A confermarlo è stato Maurizio Leo, viceministro dell’Economia e delle Finanze e numero due del dicastero guidato da Giancarlo Giorgetti.
In arrivo una nuova sforbiciata all’IRPEF: quali novità per la flat tax?
All’orizzonte potrebbe esserci un nuovo intervento sull’IRPEF, con l’obiettivo di alleggerire ulteriormente la pressione fiscale sul cosiddetto ceto medio.
La novità potrebbe trovare spazio nella prossima legge di Bilancio e riguarda il secondo scaglione IRPEF, già interessato da una riduzione dell’aliquota negli ultimi anni.
Fino al 31 dicembre 2025, infatti, la fascia di reddito compresa tra 28.000 e 50.000 euro era tassata con un’aliquota del 35%. Dal 2026, invece, l’aliquota è stata ridotta al 33%, garantendo un primo beneficio fiscale ai contribuenti interessati.

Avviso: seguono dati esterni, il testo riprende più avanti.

PR #4577, opened 2019-12-16
delete kubeflow/kubeflow/py

gabrielwen:
Related: kubeflow/kfctl#77

We've migrated codes to the kfctl repo, deleting the codes here and make kfctl repo source of truth.

---
This change is [Reviewable](https://reviewable.io/reviews/kubeflow/kubeflow/4577)


jlewi:
@gabrielwen I think you were a little zealous.

It doesn't look like the following scripts migrated to kubeflow/kfctl so should we keep them around
* rebuild_manifests.sh
* application_util.py
* update_jupyter_web_app.py
* test_data (used by application_util_test.py)

jlewi:
I think only the files named "kfctl_*" need to be deleted?

gabrielwen:
@jlewi updated.  yea on second thought you are right.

Già durante la fase di elaborazione della riforma si era parlato della possibilità di ampliare il secondo scaglione fino a 60.000 euro di reddito. Ma il progetto non venne concretizzato. Ora, però, l’ipotesi torna d’attualità e potrebbe essere inserita nella manovra per il 2027.

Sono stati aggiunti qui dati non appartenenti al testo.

Issue #4582, opened 2019-12-16
notebook controller and tensorboard controller doesn't build


lluunn:
/kind bug

**What steps did you take and what happened:**
both cannot find `github.com/kubeflow/kubeflow/components/common/reconcilehelper`
Should be related to https://github.com/kubeflow/kubeflow/pull/4312

https://github.com/kubeflow/kubeflow/pull/4214#issuecomment-566035507

cc @kimwnasptd @abhi-g

lluunn:
cc @quanjielin

jlewi:
It looks like #4631 might not have fixed the build when using Kaniko. When I run in Kaniko in the CD pipelines I get

```
INFO[0027] Using files from context: [/workspace/kubeflow/components/notebook-controller/go.sum] 
INFO[0027] COPY go.sum go.sum                           
INFO[0027] Taking snapshot of files...                  
INFO[0027] RUN go mod download                          
INFO[0027] cmd: /bin/sh                                 
INFO[0027] args: [-c go mod download]                   
go: parsing /common/go.mod: open /common/go.mod: no such file or directory
go: finding github.com/prometheus/client_golang v0.9.0
go: finding github.com/go-logr/logr v0.1.0
go: finding sigs.k8s.io/controller-runtime v0.2.0
go: finding k8s.io/apimachinery v0.0.0-20190404173353-6a84e37a896d
go: finding sigs.k8s.io/controller-tools v0.2.0
go: finding k8s.io/client-go v11.0.1-0.20190409021438-1a26190bd76a+incompatible
go: finding k8s.io/api v0.0.0-20190409021203-6e4e0e4f393b
go: error loading module requirements
error building image: error building stage: waiting for process to exit: exit status 1
```

I suspect the problem now is that we aren't uploading "/common" as part of the kaniko context.

kunmingg:
@jlewi 
can we close?

jlewi:
@kunmingg yes

PR #4312, opened 2019-10-16
initial checkin of tensorboard controller

quanjielin:
This change is [Reviewable](https://reviewable.io/reviews/kubeflow/kubeflow/4312)

PR #4583, opened 2019-12-16
fix notebook image build

lluunn:
With the change, I can build the notebook image.
The new one is v20191216-v0.7.0-rc.5-61-g2da14890-dirty-d0bbf2, will update the manifest.

/cc @kimwnasptd @fediazgon @jlewi 
related to https://github.com/kubeflow/kubeflow/issues/4582

---
This change is [Reviewable](https://reviewable.io/reviews/kubeflow/kubeflow/4583)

Ecco le novità possibili e quelle più difficili da realizzare
Se la modifica dovesse andare in porto, il secondo scaglione IRPEF sarebbe esteso dagli attuali 50.000 euro fino a 60.000 euro di reddito.

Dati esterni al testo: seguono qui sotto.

PR #4614, opened 2020-01-02
Jupyter-Web-App: Support for selecting GPUs

### LINKED ISSUE #4288: Jupyter Web App Better UI for Selecting GPUs
/kind feature

Right now to add GPUs users have to add a free form string like "{ "nvidia.com/gpu": 1}" in the extra resources field.

This isn't very intuitive. It would be better if we could have a form that would just allow a user to enter the number of GPUs.

/cc @kimwnasptd

kimwnasptd:
closes #4288 

Instead of having an `Extra Resources` field we allow the user to select the number and vendor of GPUs for a Notebook.

gpus

/assign @kimwnasptd
/cc @lluunn 
/cc @avdaredevil

---
This change is [Reviewable](https://reviewable.io/reviews/kubeflow/kubeflow/4614)

### DIFF
--- a/components/jupyter-web-app/backend/kubeflow_jupyter/common/utils.py
+++ b/components/jupyter-web-app/backend/kubeflow_jupyter/common/utils.py
@@ -387,6 +387,59 @@ def set_notebook_memory(notebook, body, defaults):
     container["resources"]["requests"]["memory"] = memory
 
 
+def set_notebook_gpus(notebook, body, defaults):
+    gpus = None
+    gpuDefaults = defaults.get("gpus", {})
+    if gpuDefaults.get("readOnly", False):
+        # The server should not allow the user to set the GPUs
+        # if the config's value is readOnly. Use the config's value
+        gpus = gpuDefaults["value"]
+        logger.info(f"Using default GPU config: {gpus}")
+
+    elif "gpus" not in body:
+        # Try to load the default values. If they don't exist, don't use GPUs
+        if "gpus" not in defaults:
+            logger.info("No 'gpus' value in neither the form's body nor in"
+                        " the default config's values. Will not use any GPUs")
+            return
+        else:
+            gpus = gpuDefaults["value"]
+            logger.info(f"Using default GPU config: {gpus}")
+
+    else:
+        # Make sure the GPUs value in the request is properly formatted
+        gpus = body["gpus"]
+        logger.info(f"Using form's GPUs: {gpus}")
+
+        if "num" not in gpus:
+            logger.error("'gpus' must have a 'num' field")
+            return
+
+        if gpus["num"] != "none" and "vendor" not in gpus:
+            logger.error("'gpus' must have a 'vendor' field")
+            return
+
+        if gpus["num"] != "none":
+            try:
+                int(gpus["num"])
+            except ValueError:
+                logger.error(f"gpus.num is not a valid number: {gpus['num']}")
+                return
+
+    # Add the GPU annotation
+    if gpus["num"] == "none":
+        return
+
+    container = notebook["spec"]["template"]["spec"]["containers"][0]
+    vendor = gpus["vendor"]
+    num = int(gpus["num"])
+
+    limits = container["resources"].get("limits", {})
+    limits[f"{vendor}.com/gpu"] = num
+
+    container["resources"]["limits"] = limits
+
+
 def set_notebook_configurations(notebook, body, defaults):
     notebook_labels = notebook["metadata"]["labels"]
 
--- a/components/jupyter-web-app/backend/kubeflow_jupyter/common/utils.py
+++ b/components/jupyter-web-app/backend/kubeflow_jupyter/common/utils.py
@@ -1,19 +1,20 @@
-import datetime
+import datetime as dt
+import json
 import logging
 import os
 import sys
+
 import yaml
-import json
 from collections import defaultdict
 from flask import request
 from kubernetes import client
-import datetime as dt
+
 from . import api
 
 # The backend will send the first config it will successfully load
 CONFIGS = [
     "/etc/config/spawner_ui_config.yaml",
-    "./kubeflow_jupyter/common/yaml/spawner_ui_config.yaml"
+    "./kubeflow_jupyter/common/yaml/spawner_ui_config.yaml",
 ]
 
 # The values of the headers to look for the User info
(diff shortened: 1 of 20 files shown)


kimwnasptd:
This PR is XXL because I formatted the entire frontend code with prettier in the first commit.

discordianfish:
We're using PodDefaults for this. I wonder where to draw the line between things that should be configured by PodDefaults vs what should be exposed directly in the UI.

I feel like GPUs are important/generic enough to warrant their own UI options and the PodDefaults afaik don't support customization (e.g request n GPUs), but maybe that's an issue on it's own.

discordianfish:
Oh and this here wouldn't be sufficient for us in the future, since we'd need to add tolerations for the taints we'll have on our GPU nodes

jlewi:
@kimwnasptd I'd highly recommend doing the PR formatting in its own PR so that its easier to review the changes specific to this PR and if necessary revert them.

jlewi:
@kimwnasptd Is a drop down for number of GPUs better then just letting the user enter an integer?

How is the GPU vendor populated? I suspect this could be different on various platforms? Does the vendor correspond to the key in the limits field of the pod spec?

@discordianfish yes it might be worth extending PodDefaults to allow injecting resources. One reason I could forsee doing this would be in the case clusters have multiple types of GPUs. On GKE if you have multiple types of GPUs we would also need to add a node selector (https://github.com/kubeflow/manifests/issues/375). So in this case, I could imagine defining different PodDefaults corresponding to different resource classes. In the UI the user could then select which class of resources to use

Also we might want to look into replacing our PodDefaults with [PodPreset](https://kubernetes.io/docs/reference/generated/kubernetes-api/v1.17/#podpreset-v1alpha1-settings-k8s-io)

discordianfish:
@jlewi Oh I didn't realize that resources aren't supported in PodDefaults.. And they aren't supported in PodPresets either.

I also just came across https://github.com/kubernetes/kubernetes/issues/69721#issuecomment-455677705:
> BTW, PodPreset is not actively being worked on AFAIK, and may eventually be converted to an extension or deprecated entirely.

So maybe this warrants a new strategy how to handle site specific notebook configuration.

kimwnasptd:
@jlewi ACK for the formatting.

Regarding the drop-down I saw it on GCP when creating a VM with GPUs. I don't have any hard preference on this, I'll make it a number input instead.

The vendor field had two hardcoded values AMD and INTEL. I just took a look on k8s [Device Plugins](https://kubernetes.io/docs/concepts/extend-kubernetes/compute-storage-net/device-plugins/) and realized that this field will need to at least be more configurable wrt the values it contains. I'll add code to allow the admin to set in JWA's config what values they want the drop-down to show and on what vendor value each one will correspond to.

And yes, the vendor key corresponds to the key in the limits field of the pod spec.

jlewi:
Thanks @kimwnasptd That sounds good to me.

I don't have a strong oppinion about whether GPUs should be an integer or a drop down.

> Regarding the drop-down I saw it on GCP when creating a VM with GPUs. I don't have any hard preference on this, I'll make it a number input instead.

I think you are right and it probably makes sense to follow what they did.

My guess is the reason its a drop down is to constrain the number of GPUs and prevent invalid input.

components/jupyter-web-app/backend/kubeflow_jupyter/common/utils.py
```diff
@@ -387,6 +387,61 @@ def set_notebook_memory(notebook, body, defaults):
     container["resources"]["requests"]["memory"] = memory
 
 
+def set_notebook_gpus(notebook, body, defaults):
+    gpus = None
+    gpuDefaults = defaults.get("gpus", {})
+    if gpuDefaults.get("readOnly", False):
```
jlewi: Does Kubernetes not support any form of introspection that would allow us to avoid explicitly configuring this?

components/jupyter-web-app/backend/kubeflow_jupyter/common/utils.py
```diff
@@ -387,6 +387,61 @@ def set_notebook_memory(notebook, body, defaults):
...
+        # The server should not allow the user to set the GPUs
+        # if the config's value is readOnly. Use the config's value
+        gpus = gpuDefaults["value"]
+        logger.info(f"Using default GPU config: {gpus}")
+
+    elif "gpus" not in body:
+        # Try to load the default values. If they don't exist, don't use GPUs
+        if "gpus" not in defaults:
+            logger.info(
+                "No 'gpus' value in neither the form's body nor in"
```
jlewi: nit: "in neither" -> "in either the form's body or in the default config's values"

jlewi:
@kimwnasptd one nitpicky comment otherwise looks good.

components/jupyter-web-app/backend/kubeflow_jupyter/common/utils.py
kimwnasptd: The `readOnly` field in JWA's config is for the admin to specify that the users should not be able to edit the values of that field in the UI's form. At this point we make sure to use the default value in the config if the admin has set it to be `readOnly`.

It's not clear to me how we could leverage k8s for this one. Was it a miss interpretation on what this small section of code was doing or am I missing something?

components/jupyter-web-app/backend/kubeflow_jupyter/common/utils.py
kimwnasptd: Thanks, done

components/jupyter-web-app/backend/kubeflow_jupyter/common/utils.py
jlewi: @kimwnasptd apologies I think I commented on the wrong line. I meant could we not use introspection to some how get the names for the limit values e.g. "nvidia.com"?

jlewi:
/lgtm
/approve

/hold

@kimwnasptd you can go ahead and remove the hold to merge this. I just put a hold so you could see my response to your comment.

components/jupyter-web-app/backend/kubeflow_jupyter/common/utils.py
kimwnasptd: Oh I see what you mean. We could maybe check the `node.capacity` or `node.allocatable` to determine the extra available resources on the nodes. But we will need to define how to filter what devices we want to show in JWA.

I also think that this will be the next improvement of this feature but I'd like to dig a little bit more into it first to assess our options.

kimwnasptd:
@jlewi thanks, lets open another issue to track what alternatives we have for auto-detecting the available devices and how we could further improve the GPU selection in JWA.

/hold cancel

In pratica, la quota di reddito compresa tra 50.000 e 60.000 euro, oggi tassata al 43% perché ricade nel terzo e ultimo scaglione, passerebbe a beneficiare dell’aliquota del 33%.
Si tratterebbe di una riduzione del prelievo fiscale pari a 10 punti percentuali su quella fascia di reddito. Con un vantaggio significativo per i contribuenti interessati.
Nel corso di una recente intervista, Maurizio Leo ha definito questa misura «probabile al 70%», lasciando intendere che il progetto sia già in una fase avanzata di valutazione.
Diverso, invece, il discorso relativo alla flat tax per le partite IVA in regime forfettario.
Da tempo si parla della possibilità di elevare la soglia massima di accesso dagli attuali 85.000 euro a 100.000 euro di ricavi o compensi annui, ma su questo fronte il viceministro ha mostrato molta più prudenza.
Secondo Leo, infatti, le condizioni finanziarie necessarie per sostenere un ampliamento del regime forfettario non sembrano oggi particolarmente favorevoli. Per questo motivo, mentre il taglio dell’IRPEF appare una prospettiva concreta per il 2027, l’innalzamento della soglia della flat tax resta, almeno per il momento, un’ipotesi decisamente più difficile da realizzare.